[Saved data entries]
PR #759, opened 2017-06-22
Use field_title instead of key for title in field value

mayerm94:
The field values are getting their titles form the array of hashes in health-data-standards/lib/hqmf-model/data_criteria.rb and were using the key as the title instead of the field_title 
screen shot 2017-06-22 at 10 22 26 am
screen shot 2017-06-22 at 10 22 50 am

Addresses the problem about "discharge disposition" vs "discharge status" described in https://oncprojectracking.healthit.gov/support/browse/BONNIE-282


edeyoung:
Where in the UI does this issue come up so I can test the fix?

mayerm94:
@edeyoung This happens in the text of any field value that is added in a data criteria.

edeyoung:
screen shot please!

mayerm94:
@edeyoung Add a field value to the data criteria, in this case the field value added was ANATOMICAL_STRUCTURE
screen shot 2017-06-26 at 7 30 04 am

edeyoung:
can you note a measure where a field value is used as part of the logic whose name is significantly changed as a result of this change? I want to confirm that logic calculations are unchanged.

mayerm94:
[EH_CMS71v5_NQF0436_Stroke3.zip](https://github.com/projecttacoma/bonnie/files/1102181/EH_CMS71v5_NQF0436_Stroke3.zip)

screen shot 2017-06-26 at 9 12 11 am
Field Value Ordinality: Principal needs to be added to the  Diagnosis: Active: Hemorrhagic Stroke data criteria in order to pass the IPP

mayerm94:
To check the origin of this bug, see the hmdmlantana account on alpha patient "Expired MSRPOPLEXStrat3Pass" I don't have the MAT package, so you'll have to pull the alpha database backup using the script at https://gitlab.mitre.org/bonnie/server-scripts/blob/master/grab-latest-alpha-backup.rb

edeyoung (approved):

hossenlopp (approved):

ssayer (approved):
Regression Passed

→ **Problem**
Your job is to restate all of the data word for word.

→ **Reply**
PR #759, opened 2017-06-22
Use field_title instead of key for title in field value

mayerm94:
The field values are getting their titles form the array of hashes in health-data-standards/lib/hqmf-model/data_criteria.rb and were using the key as the title instead of the field_title 
screen shot 2017-06-22 at 10 22 26 am
screen shot 2017-06-22 at 10 22 50 am

Addresses the problem about "discharge disposition" vs "discharge status" described in https://oncprojectracking.healthit.gov/support/browse/BONNIE-282


edeyoung:
Where in the UI does this issue come up so I can test the fix?

mayerm94:
@edeyoung This happens in the text of any field value that is added in a data criteria.

edeyoung:
screen shot please!

mayerm94:
@edeyoung Add a field value to the data criteria, in this case the field value added was ANATOMICAL_STRUCTURE
screen shot 2017-06-26 at 7 30 04 am

edeyoung:
can you note a measure where a field value is used as part of the logic whose name is significantly changed as a result of this change? I want to confirm that logic calculations are unchanged.

mayerm94:
[EH_CMS71v5_NQF0436_Stroke3.zip](https://github.com/projecttacoma/bonnie/files/1102181/EH_CMS71v5_NQF0436_Stroke3.zip)

screen shot 2017-06-26 at 9 12 11 am
Field Value Ordinality: Principal needs to be added to the  Diagnosis: Active: Hemorrhagic Stroke data criteria in order to pass the IPP

mayerm94:
To check the origin of this bug, see the hmdmlantana account on alpha patient "Expired MSRPOPLEXStrat3Pass" I don't have the MAT package, so you'll have to pull the alpha database backup using the script at https://gitlab.mitre.org/bonnie/server-scripts/blob/master/grab-latest-alpha-backup.rb

edeyoung (approved):

hossenlopp (approved):

ssayer (approved):
Regression Passed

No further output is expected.